Theoharis (Political Science/Brooklyn Coll.; co-author: Not Working: Latina Immigrants, Low-Wage Jobs, and the Failure of Welfare, 2006, etc.) has discovered the soul of Rosa Parks (1913–2005), and it’s not that of a docile, middle-age seamstress.
The author successfully goes “behind the icon of Rosa Parks to excavate and examine the scope of her political life.” Parks learned to stand up for her rights as a child; she never backed down from black or white, rich or poor when she knew she was right. She began working for civil rights early in her life and was the first secretary of the Montgomery NAACP in 1947. She also wasn’t the first to refuse to relinquish her seat on the bus, but the strength of her character and a push too far by the local police made her the poster child for the struggle.

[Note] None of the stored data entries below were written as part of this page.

PR #2326, opened 2024-01-15
Better integration with Mosek>=10; remove Mosek<=9 code

aszekMosek:
As discussed on Discord, this PR slightly modernizes the Mosek interface, getting rid of the ``env`` object (Mosek environment), which was only dragged around through the code, and instead only creating a Mosek task ``task``. A default global environment will be created internally by the library, once for the whole process. See https://docs.mosek.com/latest/pythonapi/environment-and-task.html for more info.

In practice this change will only make a difference for users of commercial floating licenses. They will have one license checkout per process, instead of per solve, ie. the user experience should only improve, judging from some communication we had with users in the past. In any case, should this ever come up as a problem, this is a business issue Mosek support takes responsibility for. Otherwise the only difference is code simplicity.

Since this change **only works with Mosek >= 10**, I went ahead and removed all code parts only relevant for Mosek <= 9. Releasing this code makes CVXPY depend on Mosek>=10.


SteveDiamond (approved):
Thanks!

Issue #2282, opened 2023-10-31
Mutating NumPy array inplace with cp.Expression should have a clear error message 


PTNobel:
Currently, when calling a NumPy function on a CVXPY variable such as `np.log(cp.Variable())`, we raise an error telling people to use a CVXPY atom inside. This error incorrectly triggers on the following code:

```
import numpy as np
import cvxpy as cp

x = np.array([0])
x += cp.Variable()
```

This errors because of [this line](https://github.com/cvxpy/cvxpy/blob/4e76e6075c40367076429973e2116cf2c0daa875/cvxpy/expressions/expression.py#L745), since NumPy sets `kwargs = {'out': x}`. 

**Expected behavior**

It isn't clear to me what we want to do here. On the one hand people might expect this to mutate `x` the way it would for a non-NumPy array. It may not possible to both keep the error and make this have the same behaviour as `x = x + cp.Variable()`.

We could add a new error message that says to do `x = x + expression` in this case, I think this is probably better than trying to get this to work because of my concerns about people expecting mutation. It is possible to write a function that works when given a NumPy array but which depends on mutation that doesn't have the same behaviour when given a CVXPY expression and I think we want to make this an error. 

**Version**
 - OS: Linux
 - CVXPY Version: 1.4.1

rileyjmurray:
I think the most we'd want to do is raise an error saying ``x = x + expression``. The idea of an in-place assignment on a numerical array with changing data types doesn't even make sense. Consider the following code as a non-cvxpy example:
```
>>> import numpy as np
>>> a = np.array([0],'d')
>>> a
array([0.])
>>> a += 1j
Traceback (most recent call last):
  File "<stdin>", line 1, in <module>
numpy.core._exceptions._UFuncOutputCastingError: Cannot cast ufunc 'add' output from dtype('complex128') to dtype('float64') with casting rule 'same_kind'
```

PR #2332, opened 2024-01-20
Implements inplace mutation error

PTNobel:
## Description

Implementing @rileyjmurray's suggestion from #2282 that we should error when someone attempts inplace mutation of a CVXPY expression.

This is a breaking change for the following code:

```python
x = cp.Variable()
x += 1
``` 

It also improves the error message on code we broke a few releases ago:

```python
x = cp.Variable(4)
c = np.array([1, 2, 3, 4])
x += c
```

It is possible to not break the first code while improving the error messages on the other code.

Once we have consensus on what we want this to do, I'll write unit tests.

## Type of change
- [x] Bug fix

- [ ] Write unittests.

### DIFF
--- a/cvxpy/expressions/expression.py
+++ b/cvxpy/expressions/expression.py
@@ -68,6 +68,14 @@ errors or code that doesn't behave as expected. Consider using one of the
 functions documented here: https://www.cvxpy.org/tutorial/functions/index.html
 """
 
+__INPLACE_MUTATION_ERROR__ = """
+You're trying to mutate a CVXPY expression inplace. This is prone to errors or
+code that doesn't behave as expected. Consider implementing replacing, for example:
+> x += 1
+with
+> x = x + 1
+"""
+
 __ABS_ERROR__ = """
 You're calling the built-in abs function on a CVXPY expression. This is not
 supported. Consider using the abs function provided by CVXPY.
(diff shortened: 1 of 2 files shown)


SteveDiamond:
I would prefer that we break as little code as possible. It's definitely a good catch that inplace isn't playing well with NumPy, but I don't think we need to ban ``x += 1`` if we can make it work.

phschiele:
From looking at the linked issue, it seems that two cases are being mixed. Intuitively, I would expect the following:
```py
x = cp.Variable(4)
c = np.array([1, 2, 3, 4])

c += x  # fails, for the reason described by Riley
x += c  # results in x = x + c
```
This appears to be the current behavior. Roughly speaking, my expectation is that the in-place assignment works if the lhs can represent the rhs of the operator. A cvxpy expression can represent a constant array, but a numpy array can't represent a CVXPY variable.

PTNobel:
Alright, i need to email the NumPy mailing list, since they think we are having an XY problem. I'll try and do so this weekend?

PTNobel:
@phschiele @SteveDiamond can one of you help me figure out what is going on with pytest? I'm very confused.

phschiele:
> @phschiele @SteveDiamond can one of you help me figure out what is going on with pytest? I'm very confused.

Should be

```py
match=re.escape(__INPLACE_MUTATION_ERROR__)
```

because of special characters.

PTNobel:
Okay, I think that this is ready to merge @phschiele @SteveDiamond

phschiele (approved):
Thanks for this @PTNobel, let's merge once the final CI run passes.

PR #2334, opened 2024-01-22
Removes pybind11 runtime dependency

### LINKED ISSUE #2330: Unnecessary pybind11 dependency?
https://github.com/cvxpy/cvxpy/pull/2125 (released in 1.4.0) added `pybind11` as a dependency, but it seems like it is just a build dependency, not a run time dependency?

One piece of evidence is that the cvxpy conda-forge feedstock did not add pybind11 as a dependency [here](https://github.com/conda-forge/cvxpy-feedstock/pull/83) and has gotten no complaints. I noticed this because I maintain a downstream feedstock that runs `pip check` as a test and that fails for cvxpy 1.4 because pybind11 is not installed.

phschiele:
## Description
Removes pybind11 runtime dependency from `requirements.txt` and `pyproject.toml`.
Issue link (if applicable): resolves #2330 

## Type of change
- [ ] Bug fix

- [ ] Write unittests.

### DIFF
--- a/pyproject.toml
+++ b/pyproject.toml
@@ -42,7 +42,6 @@ dependencies = [
     "scs >= 3.2.4.post1",
     "numpy >= 1.15",
     "scipy >= 1.1.0",
-    "pybind11"
 ]
 requires-python = ">=3.8"
 urls = {Homepage = "https://github.com/cvxpy/cvxpy"}
--- a/requirements.txt
+++ b/requirements.txt
@@ -4,4 +4,3 @@ ecos
 scs
 numpy
 scipy
-pybind11


SteveDiamond (approved):
LGTM

phschiele:
@rileyjmurray The only potential downside I saw was that my IDE complains about this line now:
https://github.com/cvxpy/cvxpy/blob/0a8881d9f8ea38a54d992fd6f0cca0db41fda137/setup/extensions.py#L18

Confirmed that running `pip install -e .` works without issues.

SteveDiamond:
There is a CI failure but it is transient. Happened to me earlier. Maybe conda is having issues?

phschiele:
Looks like there are no objections, merging here.

PR #2338, opened 2024-01-30
Improving the Gurobi integration by supporting further error codes

jmarecek:
## Description

CVXPY currently supports only a handful of error codes of Gurobi, which results in translation of many runs in an error, while those are really "user limit" terminations (of which there are many kinds with many different error codes). 

## Type of change
- [X] Bug fix

There are no new files.


SteveDiamond:
Nice! Can you remove all the changes besides updating the status maps?

PTNobel (approved):

PR #2350, opened 2024-02-12
Address deprecation warning

usamamuneeb:
## Description

The solver will accept `numpy.ndarray` as well as one of the sparse array formats (e.g. `csr_array` or `csc_array`) in `scipy.sparse` for each of `A`, `b` and `c`.

## Type of change
- [ ] Bug fix

- [ ] Write unittests.


SteveDiamond:
This isn't working with SDPA in the CI: https://github.com/cvxpy/cvxpy/actions/runs/7878652690/job/21497355489?pr=2350
Is this only with a new version of SDPA?

usamamuneeb:
For some reason it fetched the old version (0.2) instead of 0.2.1 for that specific job. We should rerun that specific job (all others are passing).

Yes, I created a patch release which is backward compatible with CVXPY before and after this change.

SteveDiamond (approved):
Thanks!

Her arrest was the impetus for what began as a one-day Montgomery Bus Boycott. That, in turn, united the black population, which had been deeply divided by class and education. While her refusal wasn’t planned in advance, the bus boycott was no spontaneous action. Parks continued to work for equality after she and her husband moved to Detroit, where racism was as bad, if not worse, as that in the South. How Theoharis learned the true nature of this woman is a story in itself. Parks always stood in the background, never volunteered information about herself and eschewed fame. There were no letters to consult; even her autobiography exposed little of the woman’s personality. She hid her light under a bushel, and it has taken an astute author to find the real Parks.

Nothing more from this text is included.